Navalny hospitalisé : les Etats-Unis et la France haussent le ton envers la Russie

Navalny hospitalisé : les Etats-Unis et la France haussent le ton envers la Russie© Yuri KADOBNOV Source: AFP
Alexei Navalny à Moscou le 29 septembre 2019 (image d'illustration).

Tandis que Moscou s'est étonné de l'«empressement» des médecins allemands à évoquer des «traces d'empoisonnement» chez l'opposant russe Alexeï Navalny, Paris et Washington ont rapidement haussé le ton en réclamant des comptes aux autorités russes.

Washington et Paris ont réclamé, ce 25 août aux autorités russes, l'ouverture d'une enquête «immédiate» et «transparente» sur les raisons de l'hospitalisation de l'opposant russe Alexeï Navalny. La veille, l'hôpital berlinois de la Charité, où l'homme politique se trouve dans le coma, avait fait état de «traces d'empoisonnement», une thèse que les médecins russes qui avaient dans un premier temps pris en charge Alexeï Navalny, avaient écarté après analyse. De son côté, le Kremlin a fait part de son étonnement devant l'empressement des médecins de l'hôpital de la Charité de Berlin à faire usage du terme «empoisonnement», tout en assurant que les médecins russes avaient tout tenté pour sauver l'opposant.

Washington se dit «profondément préoccupé» par l'état de santé de Navalny 

Le communiqué de l'hôpital de la Charité à Berlin, où Alexeï Navalny est hospitalisé depuis trois jours et selon lequel il présentait des «traces d'empoisonnement», «rend nécessaire une enquête immédiate, complète et transparente de la part des autorités russes», a déclaré l'ambassadeur américain à Moscou, John Sullivan, cité sur Twitter par la porte-parole de l'ambassade des Etats-Unis à Moscou, Rebecca Ross.

Selon la même source, John Sullivan a également appelé à «tenir pour responsables les parties qui sont à l'origine de cet acte».

En visite à Moscou ce 25 août, le numéro deux de la diplomatie américaine, Stephen Biegun, s'est également dit «profondément préoccupé» par l'état de santé de l'activiste russe et par «l'impact sur la société civile russe» de son empoisonnement présumé. Il a ensuite souligné «l'importance de la transparence et de la liberté d'expression dans n'importe quelle société démocratique», selon des propos cités par Rebecca Ross sur Twitter.

Paris réclame une enquête

«La France exprime sa profonde préoccupation devant cet acte criminel perpétré à l'encontre d'un acteur majeur de la vie politique russe», a de son côté déclaré dans un communiqué le ministère français des Affaires étrangères, jugeant «indispensable que les autorités russes diligentent une enquête rapide et transparente qui permette d'établir les circonstances dans lesquelles cet acte a été commis».

Le Quai d'Orsay estime par ailleurs que «les responsables de cet acte devront être identifiés et traduits devant la justice» et réitère sa volonté d'apporter à l'homme politique russe ainsi qu'à ses proches son «appui dans ces circonstances difficiles».

Pour Moscou, il existe d'autres «versions médicales» expliquant l'état de santé d'Alexeï Navalny

Lors d'une conférence de presse donnée le 25 août, le porte-parole du Kremlin, Dmitri Peskov, s'était exprimé sur le cas d'Alexeï Navalny, déclarant notamment : «L'analyse médicale de nos médecins et celle des Allemands concordent complètement mais leurs conclusions divergent.
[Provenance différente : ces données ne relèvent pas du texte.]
PR #4456, opened 2018-11-26
Add test to cover scheduler race condition.

bigmstone:
This test covers the case when two schedulers pick up the same execution
and ensures the task is not picked up twice.

### DIFF
--- a/st2actions/tests/unit/test_scheduler.py
+++ b/st2actions/tests/unit/test_scheduler.py
@@ -35,6 +35,7 @@ from st2common.models.db.liveaction import LiveActionDB
 from st2common.persistence.execution_queue import ActionExecutionSchedulingQueue
 from st2common.persistence.liveaction import LiveAction
 from st2common.services import executions as execution_service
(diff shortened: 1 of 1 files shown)


st2actions/tests/unit/test_scheduler.py
```diff
@@ -231,3 +232,30 @@ def test_processing_when_task_completed(self, mock_execution_queue_delete, mock_
...
+
+        with mock.patch(
+            'st2actions.scheduler.handler.ActionExecutionSchedulingQueue.add_or_update',
+            side_effect=db_exc.StackStormDBObjectWriteConflictError(schedule_q_db)
+        ):
+            schedule_q_db = self.scheduling_queue._get_next_execution()
+            self.assertIsNone(schedule_q_db)
+
+        mocked_logger.info.assert_called_once()
+        call_args = mocked_logger.info.call_args_list[0][0]
```
Kami: That works for now :+1: 

It's not the most robust test, but writing an end to end test to simulate that would be very hard.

Nous ne comprenons pas cet empressement chez nos collègues allemands.»

«Tout d'abord, il est nécessaire d'identifier la substance, de découvrir ce qui a causé son état [...] Jusqu'à présent, tout ce que nous pouvons dire, c'est que le patient est dans le coma», a-t-il ajouté, précisant : «Si l'on trouve la substance en cause et s'il est établi qu'il s'agit d'un empoisonnement, alors, bien sûr, ce sera un motif d'enquête.»

Le chef de la diplomatie russe a également souligné qu'il existait «de nombreuses autres versions médicales» expliquant l'état de santé d'Alexeï Navalny, avançant une possible prise de médicaments ou encore la réponse du corps à certaines conditions. «Toutes ces versions ont été examinées dès les premières heures par les médecins et spécialistes d'Omsk [et] de Moscou, tout cela a été discuté et vérifié dix fois [...] Ils n'ont rien trouvé», a-t-il fait valoir.